For most Americans, the face of Islamic “terror” is an entire family in Afghanistan vaporized by a U.S. drone strike – 90 percent of the victims of which are innocent.
For most Americans, the face of Islamic “terror” is a fighter in the Taliban, reprehensible for his backward misogyny and terrible record on women’s rights.
A terrible record on women's rights almost exactly matched by the governments of many countries that the U.S. not only recognizes diplomatically, but sells shit tons of weapons to and considers major allies.
(The Taliban, at least, came by their American weapons honestly. We just left them behind for them to take.)
20 years later, with the sting of defeat in Afghanistan still in our mouths, the wages of American imperialism become clear.
We’re just not that good at it. We need to stop.
Virtually all of our living memory is a decades-long record of sending American troops into wars they have no business in.
Arguably, the last industrialized, nearly equal opponent we defeated in an essentially one-on-one fight was Imperial Japan.
(Hey Jim, what about the Nazis, you say? A full 75-80 percent of the Nazi war effort went to fighting Russians, not Americans or British.
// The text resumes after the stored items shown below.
PR #795, opened 2020-10-26
jail: Add archive subcommand and create method

brooksdavis:
The archive subcommand (-A) creates a tar file containing the contents of a jail and it's metadata.  The create subcommand (-c) gains a new method to create a new jail from an archive, restoring its metadata. This can be used to save a copy of a jail before updates or to transfer a jail to another machine.

This PR depends on (and thus contains) #793


bdrewery:
@brooksdavis Can you please rebase after the #793 merge? Looks like the ports piece was missed here.

Issue #71244, opened 2022-12-15
eCommerce Flow - design tweaks


blackjackkent:
Notes from Saxon in Slack regarding tweaks for the eCommerce flow: 
* [x] Like Newsletter we can use loader bar at top to signify progress (#71341)
* [x] I noticed labels on forms inputs differ from newsletter, should look like screens (#71435)
* [x] The old address form was also shown for me post checkout now, intentional? (To be removed as part of #71472)
* [x] Domains aren't pre-populated with domain suggestions based on store name like Newsletter flow _(Can't reproduce)_.
* [x] [Adding](https://github.com/Automattic/wp-calypso/issues/71244#issuecomment-1354405313) "WooCommerce Powered" to welcome screen , loading and profiler (see Newsletter for an example and existing styles) (#71391)
* [x] To be consistent with other tailored flows it looks like we should re-use the initial background image for our loader (#71476, **needs review**)

SaxonF:
One more little thing is domains aren't pre-populated with domain suggestions based on store name like Newsletter flow.

https://wordpress.com/start/newsletter/domains?new=My%20newsletter%20test&search=yes&hide_initial_query=yes&siteAccentColor=%23113AF5

SaxonF:
One more. Adding "WooCommerce Powered" to welcome screen , loading and profiler (see Newsletter for an example and existing styles)

![image](https://user-images.githubusercontent.com/1072756/208060162-a620a629-9588-4ad7-b091-3e8e26fd927b.png)

![image](https://user-images.githubusercontent.com/1072756/208060180-3d60a207-3014-4168-add8-48725e39c4ff.png)

![image](https://user-images.githubusercontent.com/1072756/208060222-b677a54c-7c26-46d9-97b2-ae18323bfe27.png)

blackjackkent:
> One more little thing is domains aren't pre-populated with domain suggestions based on store name like Newsletter flow.
> 
> https://wordpress.com/start/newsletter/domains?new=My%20newsletter%20test&search=yes&hide_initial_query=yes&siteAccentColor=%23113AF5

@SaxonF I can't reproduce your issue with this. When I use (for instance) the site title "Test Test ABC", I get these initial results prepopulated on the domain step:

<img width="1218" alt="image" src="https://user-images.githubusercontent.com/13437011/208437062-1565abcc-fed3-4fdb-aabf-c08ccd08a9ef.png">

Can you let me know what you're seeing on your end?

[...]

PR #71341, opened 2022-12-19
Ecommerce Tailored Flow: Fixing ecommerce flow progress bar

blackjackkent:
#### Proposed Changes

* This PR fixes a missing set of config values for the ecommerce flow, allowing it to properly show a progress bar across the top of the screen as steps progress.

Before:
image

After: 
image

#### Testing Instructions

* Check out this PR to testing environment and navigate to `/setup/ecommerce`
* Navigate through the flow and verify that the progress bar appears and progresses appropriately through each step.

Related to #71244

### DIFF
--- a/packages/onboarding/src/flow-progress/use-flow-progress.ts
+++ b/packages/onboarding/src/flow-progress/use-flow-progress.ts
@@ -1,4 +1,4 @@
-import { LINK_IN_BIO_FLOW, LINK_IN_BIO_TLD_FLOW, ECOMMERCE_FLOW } from '../utils/flows';
+import { ECOMMERCE_FLOW, LINK_IN_BIO_FLOW, LINK_IN_BIO_TLD_FLOW } from '../utils/flows';
 
 /* eslint-disable no-restricted-imports */
 interface FlowProgress {
--- a/packages/onboarding/src/flow-progress/use-flow-progress.ts
+++ b/packages/onboarding/src/flow-progress/use-flow-progress.ts
@@ -53,13 +53,13 @@ const flows: Record< string, { [ step: string ]: number } > = {
 	[ ECOMMERCE_FLOW ]: {
 		intro: 0,
 		storeProfiler: 1,
-		storeAddress: 2,
+		designCarousel: 2,
 		domains: 3,
-		designCarousel: 4,
-		siteCreationStep: 5,
-		processing: 5,
-		waitForAtomic: 5,
-		checkPlan: 5,
+		siteCreationStep: 4,
+		processing: 4,
+		waitForAtomic: 4,
+		checkPlan: 4,
+		storeAddress: 5,
 	},
 };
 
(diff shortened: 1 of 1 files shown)


packages/onboarding/src/flow-progress/use-flow-progress.ts
```diff
@@ -1,4 +1,4 @@
-import { LINK_IN_BIO_FLOW, LINK_IN_BIO_TLD_FLOW } from '../utils/flows';
+import { LINK_IN_BIO_FLOW, LINK_IN_BIO_TLD_FLOW, ECOMMERCE_FLOW } from '../utils/flows';
```
daledupreez: Extreme nit: I'd prefer this to be in alphabetical order.
```suggestion
import { ECOMMERCE_FLOW, LINK_IN_BIO_FLOW, LINK_IN_BIO_TLD_FLOW } from '../utils/flows';
```
And this is _definitely_ not blocking!

packages/onboarding/src/flow-progress/use-flow-progress.ts
```diff
@@ -50,6 +50,17 @@ const flows: Record< string, { [ step: string ]: number } > = {
...
+		intro: 0,
+		storeProfiler: 1,
+		storeAddress: 2,
+		domains: 3,
+		designCarousel: 4,
+		siteCreationStep: 5,
+		processing: 5,
+		waitForAtomic: 5,
+		checkPlan: 5,
+	},
```
daledupreez: I believe these steps are out of order, which results in the progress bar jumping around unexpectedly.

When I work through the flow, I see the following order:
1. intro
2. storeProfiler
3. designCarousel
4. domains
5. processing (site creation)
6. checkout (not in our list)
7. checkPlan
8. processing (waitForAtomic)
9. storeAddress
```suggestion
	[ ECOMMERCE_FLOW ]: {
		intro: 0,
		storeProfiler: 1,
		storeAddress: 7,
		domains: 4,
		designCarousel: 3,
		siteCreationStep: 5,
		processing: 5,
		waitForAtomic: 6,
		checkPlan: 5,
	},
```

daledupreez (changes requested):
The steps here don't seem to be in the right order, so the progress bar jumped around unexpectedly relative to the step I was on.

blackjackkent:
> I believe these steps are out of order, which results in the progress bar jumping around unexpectedly.

@daledupreez Yep you're super correct. (The designs view in my local environment started erroring out at the end of the day, so I pushed this up with the intention of fixing that and doublechecking this morning, and yes, it is definitely out of order. 😛 That'll teach me to make assumptions.) I've pushed a fix to the step ordering that I think is correct.

daledupreez (approved):
Re-tested with the updates and everything looks good to me. The only minor gotcha is that we show the `processing` step before and after checkout, so there is no reflection of progress there, but I think that's something we should iterate on separately.

PR #71159, opened 2022-12-13
Stats: Add a tooltip for annual highlights

grzegorz-cp:
#### Proposed Changes

* adding a tooltip to display detailed numbers when hovering the number section of a highlight card
* ~~enhancing annual highlights by adding arrows to navigate between years~~ moved to #71343

Before:
Screenshot 2022-12-14 at 1 52 25 PM

After:
Screenshot 2022-12-20 at 2 17 55 PM

#### Testing Instructions

* navigate to the `Insights` section of Stats
* hover over the card's numbers and verify that a tooltip shows up. When hovering a shortened number, the tooltip should show an accurate number, not the shortened version

#### Pre-merge Checklist

- [ ] Has the general commit checklist been followed? (PCYsg-hS-p2)
- [ ] [Have you written new tests](https://wpcalypso.wordpress.com/devdocs/docs/testing/index.md) for your changes?
- [ ] Have you tested the feature in Simple (P9HQHe-k8-p2), Atomic (P9HQHe-jW-p2), and self-hosted Jetpack sites (PCYsg-g6b-p2)?
- [ ] Have you checked for TypeScript, React or other console errors?
- [ ] Have you used memoizing on expensive computations? More info in [Memoizing with create-selector](https://github.com/Automattic/wp-calypso/blob/trunk/packages/state-utils/src/create-selector/README.md) and [Using memoizing selectors](https://react-redux.js.org/api/hooks#using-memoizing-selectors) and [Our Approach to Data](https://github.com/Automattic/wp-calypso/blob/trunk/docs/our-approach-to-data.md)
- [ ] Have we added the "[Status] String Freeze" label as soon as any new strings were ready for translation (p4TIVU-5Jq-p2)?
- [ ] For changes affecting Jetpack: Have we added the "[Status] Needs Privacy Updates" label if this pull request changes what data or activity we track or use (p4TIVU-ajp-p2)?

Related to #70206

Issue #70206, opened 2022-11-19
Stats: Improve annual highlight section in the insights page


jsnmoon:
Tasks originally from #69227.

- [x] Add tooltip support to the highlights component.
- [x] Add arrow navigation support for showing data from prior or next years.

# Design

- Metrics for the current year by default, with the ability to switch to previous years and back.
![Image](https://user-images.githubusercontent.com/390760/196414578-9422edfd-2bf0-4e75-bb6c-e0c9744196a0.png)

![Image](https://user-images.githubusercontent.com/390760/196414649-3a1d5b29-4021-4867-afb3-5c335d5cb7e8.png)

- When these truncated numbers are hovered/focused we can display the exact number via a tooltip (https://github.com/Automattic/wp-calypso/issues/69178). For screenreaders we can simply use the full number.

![Image](https://user-images.githubusercontent.com/390760/196414615-def22d6e-3c23-4b98-970d-cd04a523cab9.png)

PR #71343, opened 2022-12-19
Stats: Add year navigation to annual highlights

grzegorz-cp:
#### Proposed Changes
Split from #71159.

* enhancing annual highlights by adding arrows to navigate between years

#### Testing Instructions

* navigate to the `Insights` section of Stats
* verify that there are arrows present on the right side of `2022 in review` and clicking them changes visible year in review (annual stat cards below should also change)
* make sure that you can't navigate to the years not available on `View all annual insights` page - years earlier to the first data point or the future
* check that you can navigate to the arrows using a keyboard
* `Followers` count should only be visible for the current year. Past years should show an empty value represented by a hyphen.

Before:
Screenshot 2022-12-14 at 1 52 25 PM

After:
Screenshot 2022-12-20 at 2 10 59 PM

#### Pre-merge Checklist

Related to #70206


client/my-sites/stats/annual-highlights-section/index.tsx
```diff
@@ -58,6 +71,21 @@ export default function AnnualHighlightsSection( { siteId }: { siteId: number }
 	const siteSlug = useSelector( ( state ) => getSiteSlug( state, siteId ) );
 	const viewMoreHref = siteSlug ? `/stats/annualstats/${ siteSlug }` : null;
 
+	const previousYear = insights?.years?.find( ( y ) => y.year === ( year - 1 ).toString() );
```
grzegorz-cp: There's an issue [described here](https://github.com/Automattic/wp-calypso/pull/71159/files#r1051278483) about skipping years.

client/my-sites/stats/controller.jsx
```diff
@@ -167,7 +167,34 @@ export function redirectToDefaultModulePage( context ) {
 }
 
 export function insights( context, next ) {
-	context.primary = <StatsInsights />;
+	const {
```
grzegorz-cp: This has to be simplified. More details [here](https://github.com/Automattic/wp-calypso/pull/71159/files#r1051280601).

client/my-sites/stats/stats-period-navigation/index.jsx
```diff
@@ -66,28 +66,39 @@ class StatsPeriodNavigation extends PureComponent {
...
-					className={ classNames( 'stats-period-navigation__next', {
-						'is-disabled': hideNextArrow || isToday,
-					} ) }
-					href={ `${ url }${ nextDayQuery }` }
-					onClick={ this.handleClickNext }
-				>
-					<Icon className="gridicon" icon={ arrowRight } />
-				</a>
+
+				{ ! hidePreviousArrow ? (
```
grzegorz-cp: Discussion about the HTML structure [started here](https://github.com/Automattic/wp-calypso/pull/71159/files#r1051282421).

grzegorz-cp: The comment doesn't apply anymore after I simplified the controller and used a new navigation component. So I'll revert this file to its original state.

packages/components/src/highlight-cards/annual-highlight-cards.tsx
```diff
@@ -42,33 +44,41 @@ export default function AnnualHighlightCards( {
...
+				{ header }
+				{ navigation && navigation }
+			</div>
 
 			<div className="highlight-cards-list">
 				<HighlightCard
 					heading={ translate( 'Posts' ) }
 					icon={ <Icon icon={ postContent } /> }
 					count={ counts?.posts ?? null }
+					showValueTooltip
```
kangzj: Guess the changes of `showValueTooltip` belongs to https://github.com/Automattic/wp-calypso/pull/71159

kangzj: And a few others below too

client/my-sites/stats/annual-highlights-section/index.tsx
```diff
@@ -1,9 +1,10 @@
 import { AnnualHighlightCards } from '@automattic/components';
-import { useMemo } from 'react';
+import { useMemo, useState } from 'react';
 import { useSelector } from 'react-redux';
 import QuerySiteStats from 'calypso/components/data/query-site-stats';
 import { getSiteSlug } from 'calypso/state/sites/selectors';
 import { getSiteStatsNormalizedData } from 'calypso/state/stats/lists/selectors';
+import YearNavigation from './yearNavigation';
```
dognose24: Could we use the Kebab Case naming `year-navigation` for the file name?

packages/components/src/highlight-cards/annual-highlight-cards.tsx
```diff
@@ -15,13 +15,15 @@ export type AnnualHighlightCardsProps = {
 	};
 	titleHref?: string | null;
 	year?: string | number | null;
+	navigation?: object | null;
```
dognose24:
```suggestion
	navigation?: React.ReactNode;
```

Is the type `React.ReactNode` more accurate?

client/my-sites/stats/annual-highlights-section/yearNavigation.tsx
```diff
@@ -0,0 +1,59 @@
...
+	};
+
+	const onKeyDown = ( event: React.KeyboardEvent< HTMLButtonElement >, next?: boolean ) => {
+		if ( event.key === 'Enter' || event.key === 'Space' ) {
+			handleClickArrow( next );
+		}
+	};
+
+	return (
+		<div className={ classNames( 'stats-period-navigation', 'stats-year-navigation' ) }>
```
dognose24: Maybe we can polish the component `StatsPeriodNavigation` to reuse it in the future.

packages/components/src/highlight-cards/highlight-card.tsx
```diff
@@ -27,24 +30,37 @@ export function percentCalculator( part: number | null, whole: number | null ) {
 	return Math.abs( answer ) === Infinity ? 100 : Math.round( answer );
 }
 
+const FORMATTER = new Intl.NumberFormat();
+function formatNumber( number: number | null ) {
```
dognose24: We could modify and export the [existing formatNumber](https://github.com/Automattic/wp-calypso/blob/0ef4f96bd3b1c0cea1e3effb407fca54c3adba8e/packages/components/src/shortened-number/index.tsx#L12-L14) to reuse here, which also benefits the [usage inside AllTimeHighlightsSection](https://github.com/Automattic/wp-calypso/blob/0ef4f96bd3b1c0cea1e3effb407fca54c3adba8e/client/my-sites/stats/all-time-highlights-section/index.tsx#L35-L38) in the future.

packages/components/src/highlight-cards/annual-highlight-cards.tsx
```diff
@@ -42,33 +44,41 @@ export default function AnnualHighlightCards( {
 
 	return (
 		<div className={ classNames( 'highlight-cards', className ?? null ) }>
-			{ header }
+			<div className="highlight-year-navigation">
+				{ header }
+				{ navigation && navigation }
```
dognose24:
```suggestion
				{ navigation }
```

Could the `undefined` rendering check be ignored?

dognose24:
The navigation arrows on mobile seem to need the gap to the window's right edge.

截圖 2022-12-21 上午12 45 06

packages/components/src/highlight-cards/annual-highlight-cards.tsx
grzegorz-cp: That's right. I was hoping to merge #71159 first so once I update this PR it will be already on `trunk` and won't show up as changes here. Sorry for not mentioning it earlier.

packages/components/src/highlight-cards/annual-highlight-cards.tsx
grzegorz-cp: Yes, of course, thanks for catching this.

packages/components/src/highlight-cards/highlight-card.tsx
grzegorz-cp: The first one you mentioned outputs a specific short version; if we extend it, its name won't be accurate anymore. 
We could create a utility file inside the stats directory and import the function from there. Do you think this would improve the usage here? If you think so, I could add it in another PR.

dognose24: > We could create a utility file inside the stats directory and import the function from there.

Sounds like a great plan. We could have more discussion on that PR later.

client/my-sites/stats/annual-highlights-section/index.tsx
```diff
@@ -34,7 +35,7 @@ const FOLLOWERS_QUERY = { type: 'wpcom', max: 0 };
 
 // Meant to replace annual-site-stats section
 export default function AnnualHighlightsSection( { siteId }: { siteId: number } ) {
-	const year = new Date().getFullYear();
+	const [ year, setYear ] = useState( new Date().getFullYear() );
```
jsnmoon, line 38: Could we hide the followers count when viewing a non-current year? This is what I have in mind:

#### This year:
image

#### Any past years:
image

We can probably accomplish this by tweaking the count determination on line 56:
```js
        followers: year === currentYear ? ( followers?.total_wpcom ?? null ) : null,
```

client/my-sites/stats/annual-highlights-section/yearNavigation.tsx
jsnmoon: I suspect Dognose is referring to the back/forward arrow pattern being present throughout multiple stats pages. I agree it would be nice to refactor the back/forward arrows into a reusable component.

jsnmoon (changes requested):
The overall approach looks solid.

My only blocking concern is that we're technically showing incorrect follower counts when we page into past data. Since we don't currently have access to historical follower counts, let's omit the count altogether when we've paged into past years.

client/my-sites/stats/annual-highlights-section/index.tsx
grzegorz-cp: Good point. What do you think about hiding the card (visually) instead of showing a hyphen?

client/my-sites/stats/annual-highlights-section/yearNavigation.tsx
grzegorz-cp: That would be handy. I'll add a task to our maintenance board if you don't mind.

jsnmoon: Sounds good to me!

client/my-sites/stats/annual-highlights-section/index.tsx
jsnmoon: I think it'll be better to keep the followers card there to avoid reflowing the other four cards. I'll defer to our designers if they say otherwise, but blanking the count with a hyphen is probably a conservative approach here.

grzegorz-cp: Sounds good. I also updated the testing instructions.

jsnmoon (approved):
Looks good and ready to ship!

One bug to fix in a future PR: It's possible to select a year less than the `oldestYear` by doing the following:

1) Open `/stats/insights/site-with-lots-of-history.com`.
2) Page the annual highlights into the past (e.g., 2012).
3) Use the top left sites selector control to select a new site with less annual history.
image
4) Annual highlights section remains paged to the year selected in step 2, regardless of what `oldestYear` is for the site selected in step 3.

Issue #71310, opened 2022-12-19
Checkout: hide the presales Zendesk chat when purchases are blocked


yoavf:
### Details

We should not show the ZD presales chat widget to users when they're blocked from purchasing. 
See pdm0RZ-nC-p2#comment-782

Related: #70118 where the presales chat was added to checkout

yoavf:
@sirbrillig 
I thought I could do something like
```
	const cartKey = useCartKey();
	const { responseCart } = useShoppingCart( cartKey );
	// Check if responseCart.message.errors include an object with `code=blocked`
```
But it seems like the cart clears the messages once they're displayed. 
Any suggestions on how to access the error messages (from the cart or elsewhere)?

sirbrillig:
> But it seems like the cart clears the messages once they're displayed.

Hm. I'm not sure what would do that. CartMessages displays messages but AFAIK doesn't mutate the cart object so they should still be present. 

Although it does make me wonder: cart action promises are rejected if there are errors in the messages. Could that be related to what you are seeing? I'll look more closely at your code.

yoavf:
> Hm. I'm not sure what would do that

I understood this to do that (once the messages are displayed), but maybe I'm wrong:
https://github.com/Automattic/wp-calypso/blob/37a991c492e216043578841b4a69ac1d55bc97cc/packages/wpcom-checkout/src/use-display-cart-messages.tsx#L76

sirbrillig:
Oh! Hah, yes, I guess it does. It probably shouldn't do that, but I guess there was never a need to keep those error messages around before. We could remove that behavior. It should be the display component's responsibility not to show the same message more than once. I'll make a PR... 

Update: https://github.com/Automattic/wp-calypso/pull/71346

PR #71346, opened 2022-12-19
Shopping Cart: stop clearing cart messages after displaying them

sirbrillig:
#### Proposed Changes

The `CartMessages` component is in charge of displaying any error or success messages returned by the shopping-cart endpoint any time that it is fetched. It includes code to clear the messages from the cart after they've been displayed, but this means that other components which may want to react to errors in the cart may not have time to do so.

In this PR, we remove the code that clears the cart messages.

To do this safely, we need to fix some issues with the shopping cart manager which clearing the errors was hiding:

1. Prior to this PR, if adding initial products to the cart fails during checkout, the cart will appear to be loading indefinitely. Now the cart will finish loading even if the products fail to be added (either way the user will receive an error message).
2. Prior to this PR, if a cart action caused an error (rejecting its Promise), any subsequent noop actions (eg: updating the cart's tax location if it is unchanged, which often happens upon loading checkout) will appear to fail (rejecting their Promises). Now such noop actions will appear successful since by that time the rejection will already have happened (and the cart will still contain an error).

Noticed in https://github.com/Automattic/wp-calypso/issues/71310

#### Testing Instructions

- Cause a shopping cart error. One way to do this is to try and add an invalid product to the cart via URL like `/checkout/foobar`.
- Verify that the error is displayed.
- Verify that checkout still loads, even with the error displayed.
- Without changing the cart, navigate to other pages in calypso and make sure that they do not show any additional versions of the error message (it's ok if the original message remains, although it should stay gone if dismissed).
- Next, we need to create a shopping cart success message and repeat the steps. One way to do this is to add a coupon to the cart.

### DIFF
--- a/client/my-sites/checkout/cart/cart-messages.tsx
+++ b/client/my-sites/checkout/cart/cart-messages.tsx
@@ -25,11 +25,7 @@ function CartMessage( { message }: { message: ResponseCartMessage } ) {
 
 export default function CartMessages(): null {
 	const cartKey = useCartKey();
-	const {
-		responseCart: cart,
-		isLoading: isLoadingCart,
-		clearMessages,
-	} = useShoppingCart( cartKey );
+	const { responseCart: cart, isLoading: isLoadingCart } = useShoppingCart( cartKey );
 	const reduxDispatch = useDispatch();
 
 	const showErrorMessages = useCallback(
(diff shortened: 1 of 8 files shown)


yoavf (approved):
Reviewed and tested from the POV of #71310 - this indeed solves the problem mentioned there: errors stay in the cart and can be reused by other componets. 

Didn't notice any unwanted side effects, and the everything seems to work as exepected and described.

Thanks for taking care of this @sirbrillig!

The Red Army had already been steamrolling the Germans for a full year before the D-Day landings, which unfortunately are about the only thing Americans are taught about World War II.)
Nearly every fight we’ve sent American fighting men and women into in the 75 years since World War II has mostly been either a losing one or one against vastly outmatched opponents, mostly in the service of weapons contractors and U.S corporate interests for whom military victory is tangential.
The image of helicopters assisting fleeing Americans, doubly iconic from both Vietnam and now from Afghanistan, isn't an anomaly. It's baked in the cake.
The key is not victory, but in milking the wars and milking the system. To get the American public’s buy-in for that requires an almost never-ending amount of propaganda and mendacity, on the part of our media and our ruling establishment in both parties.
Hey kids — I think you might be the generation that’s finally able to break the vicious cycle.
I’m sorry we fucked things up so bad that it got to this point.